▸ ENTRIES SUPPLIED

PR #4805, opened 2019-03-15
ConfigDialog ButtonProgress: black border on default item

poire-z:
Make the default (user set, or KOReader's default) item among the button progress squares shown with a black border. Details in https://github.com/koreader/koreader/pull/4700#issuecomment-473351859 and followups.

<kbd>image</kbd>

### DIFF
--- a/frontend/ui/widget/buttonprogresswidget.lua
+++ b/frontend/ui/widget/buttonprogresswidget.lua
@@ -19,6 +19,7 @@ local ButtonProgressWidget = InputContainer:new{
     enabled = true,
     num_buttons = 2,
     position = 1,
+    default_position = nil,
     thin_grey_style = false, -- default to black
 }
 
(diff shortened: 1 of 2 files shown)


frontend/ui/widget/buttonprogresswidget.lua
```diff
@@ -47,18 +48,24 @@ function ButtonProgressWidget:update()
...
         local button = Button:new{
             text = "",
             radius = 0,
             margin = margin,
             padding = button_padding,
-            bordersize = button_bordersize,
+            bordersize = button_bordersize + extra_border_size,
             enabled = true,
-            width = button_width,
+            width = button_width - 2*extra_border_size,
```
Frenzie: No concern about height?

poire-z: No. The height can overflow (see pic of the black style). For the width, we don't want that to keep having even dstributed squares all allong the progress bar, so we care about having the final width (inside + borders) similar.
That's for the black style we don't use :) so no worry at all for the thin grey style.

(and uh, uhnit what ? :)

PR #4808, opened 2019-03-16
[build] Bump base to make ninja the default CMake generator when available

Frenzie:
The difference for builds from scratch is negligible, but for rebuilds (i.e., for us hackers & the CI here in front) it should bring a speed improvement.

Automatic fallback to Make when Ninja is not available, or override with `USE_MAKE=1`.

You can (theoretically) choose your own generator with a sensible combination of `CMAKE_FLAGS` and `CMAKE_MAKE_PROGRAM`.

I also added `MAKE_FLAGS` and `NINJA_FLAGS`. That way you can easily pass `MAKE_FLAGS=-n` or `NINJA_FLAGS=-n` for a dry run, for example.

To switch you might have to run something like `make dist-clean USE_MAKE=1`.

Cf. https://github.com/koreader/koreader-base/pull/861, https://github.com/koreader/koreader-base/pull/862 and https://github.com/koreader/virdevenv/pull/34/files

### DIFF
--- a/.circleci/config.yml
+++ b/.circleci/config.yml
@@ -2,7 +2,7 @@ version: 2
 jobs:
   build:
     docker:
-      - image: frenzie/koappimage:0.1.3
+      - image: frenzie/koappimage:0.1.4
         environment:
           EMULATE_READER: 1
           # this is for shellcheck 0.4.5 and lower; can be removed for 0.4.6


Frenzie:
PS Although what seems to be 1-2 minutes faster on average for fresh builds is arguably not as negligible as I may have implied. It's still 5, maybe even as much as 10 %. It's just that most of the time is, obviously, spent compiling things. Still, those could be improved a fair bit by using gcc-8, which should be perfectly fine in front as long as we test 5 in base. It's not the most pressing concern since base is changed less frequently.

Note to self: https://askubuntu.com/a/1087116
```
sudo add-apt-repository ppa:ubuntu-toolchain-r/test
sudo apt-get update
sudo apt-get install gcc-8 g++-8
gcc-8 --version
```

I have some further thirdparty CMake build reorganizations in mind that should significantly reduce redundant actions.

poire-z:
Mhh, I don't have ninja installed, but I just noticed that crengine compiles quicker (lvtinydom.cpp was taking ~40s - now only 20s). Which is nice!
Would any of your other CMake related changes these last days have caused that ?
(No update that I know of has been made to my system recently.)

Frenzie:
I did add something about release vs debug, and of course that min CMake 3.5 thing. Maybe in 2.8 compat mode it erroneously recompiled some dependencies or something?

NiLuJe:
The buildsystems shouldn't affect the compilation time of a single file, though, unless compile flags are propagated differently.

Frenzie:
To be clear, all that changed is the switch to 3.5.1 (which should affect fairly little directly):
https://github.com/koreader/koreader-base/commit/b95da7ab8920c3367209b7e657f2a98f37c6d98b#diff-f775286a996a5a8898269c79ffd9d33e

And this little bit about release vs debug:
https://github.com/koreader/koreader-base/commit/31e23b7f6566922074ca00aeb9fcc970a92816b0#diff-f775286a996a5a8898269c79ffd9d33e

But are you talking about the actual compilation or the whole build process? It's possible that the entirety of thirdparty was sped up by up to a minute even without ninja, simply to figure out that there's nothing to do.

poire-z:
I was talking about the recompilation of a single file (+ the libcrengine.so made at the end).
But noticable on each single file when recompiling a few of them.

Also, looking at the size of some previous built of libcrengine.so I kept, it suddenly lose 10% in size:
```
12503856 Jun  7  2018 libcrengine.so.w_upstream
12502056 Jun  8  2018 libcrengine.so.LEADINGSPACEFIX
12583752 Jul 26  2018 libcrengine.so.OLD
12586448 Aug  1  2018 libcrengine.so.TEXT
12577496 Aug  9  2018 libcrengine.so.STYLES
12592328 Aug 11  2018 libcrengine.so.BEFORE
12593552 Aug 12  2018 libcrengine.so.HARFBUZZ
12597080 Aug 22  2018 libcrengine.so.w_UPSTREAM
12607480 Sep 14  2018 libcrengine.so.BEFORE_AVOID_WRAP
12769256 Oct 20 23:18 libcrengine.so.ORIG
12883472 Dec  3 23:59 libcrengine.so.CJK
12784264 Dec 15 14:37 libcrengine.so.before_table_tweak
12784400 Dec 15 14:45 libcrengine.so.after_table_tweak
12858488 Jan 26 20:24 libcrengine.so.master
12890480 Mar 12 07:21 libcrengine.so.GOOD
11549440 Mar 16 14:43 libcrengine.so
```

NiLuJe:
That would seem to indicate a different set of cflags ;).

Frenzie:
That should be the release thing then, I presume.

NiLuJe:
A release build should take *more* time to compile than a debug one,
though.

Frenzie:
I probably introduced a typo or logic error there. I'll double check it tonight.

Frenzie:
No, the logic is good. That CMakeLists.txt could potentially be slightly rewritten from my previous rewrite though, like this:

```diff
diff --git a/thirdparty/kpvcrlib/CMakeLists.txt b/thirdparty/kpvcrlib/CMakeLists.txt
index 24d352c..1832bf5 100644
--- a/thirdparty/kpvcrlib/CMakeLists.txt
+++ b/thirdparty/kpvcrlib/CMakeLists.txt
@@ -54,16 +54,8 @@ add_definitions(
     -DCR3_PATCH=1
 )
 
-if(${CMAKE_BUILD_TYPE} STREQUAL Debug)
-    add_definitions(
-        -D_DEBUG=1
-        -DDEBUG=1
-    )
-else()
-    add_definitions(
-        -DNDEBUG=1
-    )
-endif(${CMAKE_BUILD_TYPE} STREQUAL Debug)
+set(CMAKE_CXX_FLAGS_DEBUG "${CMAKE_CXX_FLAGS_DEBUG} -D_DEBUG=1 -DDEBUG=1")
+set(CMAKE_CXX_FLAGS_RELEASE "${CMAKE_CXX_FLAGS_RELEASE} -DNDEBUG=1")
```

Some people seem to call using if CMAKE_BUILD_TYPE an antipattern, but it's not clear to me why using `add_definitions` the way the manual claims you should use it (i.e., for preprocessor definitions) would be an antipattern. Presumably they mean it would make it too easy to do something properly stupid. Calling something an antipattern without saying why isn't helpful.

https://cmake.org/cmake/help/v3.8/command/add_definitions.html?highlight=add_definitions
> This command can be used to add any flags, but it is intended to add preprocessor definitions (see the add_compile_options() command to add other flags).

poire-z:
> crengine compiles quicker (lvtinydom.cpp was taking ~40s - now only 20s). Which is nice!

Again, the current situation is good, don't revert it if there is no logic error and it seems allright.
We don't _have to_ be as slow as before :)

Frenzie:
That's just the same thing written differently, no reversion of anything. ;-)

The old one said this:

```c
ADD_DEFINITIONS(-DUSE_FONTCONFIG=0 -DUSE_FREETYPE=1 -DUSE_HARFBUZZ=1 -DALLOW_KERNING=1 -DCR3_PATCH=1 -DNDEBUG=1)
```

I changed that `-DNDEBUG=1` flag to be release only, and added ` -D_DEBUG=1 -DDEBUG=1` to the debug build to make it potentially slightly more debuggy (for some thirdparty libs like antiword).

poire-z:
Mhhh, crengine on the emulator may have got slower :) Smaller but slower.
My usual benchmark load time + render time that I used to see at 13s + 4s is now 17 + 4s.
Any specific tweak/flag I could do/add to base current master to just get a chance to see previous results - just to be sure this decrease is really due to a different build - and not one of my latest commits I would have failed to benchmark?
Just replace `-D_DEBUG=1 -DDEBUG=1` with `-DNDEBUG=1` ?

NiLuJe:
Verbose build and check the CFLAGS/CXXFLAGS being passed ;).

poire-z:
```
koreader/base/thirdparty/kpvcrlib/crengine/thirdparty/antiword/antiword.h:13:2: error: #error Exactly one of the DEBUG and NDEBUG flags MUST be set
 #error Exactly one of the DEBUG and NDEBUG flags MUST be set
  ^~~~~
```
Even with this:
```
--- a/thirdparty/kpvcrlib/CMakeLists.txt
+++ b/thirdparty/kpvcrlib/CMakeLists.txt
@@ -55,9 +55,9 @@ add_definitions(
 )

 if(${CMAKE_BUILD_TYPE} STREQUAL Debug)
+    remove_definitions(-DDEBUG)
     add_definitions(
-        -D_DEBUG=1
-        -DDEBUG=1
+        -DNDEBUG=1
     )
 else()
     add_definitions(

```

NiLuJe:
Speaking of, was all of that from debug or release builds?

poire-z:
The emulator, do debug I guess (noticed some increase of my usual timings when benchmarking crengine changes with a same document - just wanted to be sure it's because of these changes in build flags.)

Frenzie:
@poire-z That should work. What's your CMake version? Perhaps you have to toss out the /build subdir to force a rebuild.

poire-z:
cmake 3.7.2. cleaning build/ dir didn't help.
Well, no need to spend more time on that.
I'lljust  check with next nightly vs some old 2019-02 that the release performances have not gotten worse.

NiLuJe:
FWIW, just did a Kobo build on my end, after poring through the build logs, I'm not seeing anything out of the ordinary.

(Or course, kpvcrlib is a silent build, so, there may be an extra sneaky behavior, but the ninja rules looked sane).

poire-z:
Forgot to confirm I get the same tinming on my kobo with v2019.03.1-31-g59d8a18_2019-03-16 than with a 2019-02 build.

So it's just the debug build being a bit slower - while compiling faster, which is fine by me :)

▸ ASSIGNMENT
Reply with one number only: how many lines of the listing hold "generator"?

▸ ANSWER SECTION
2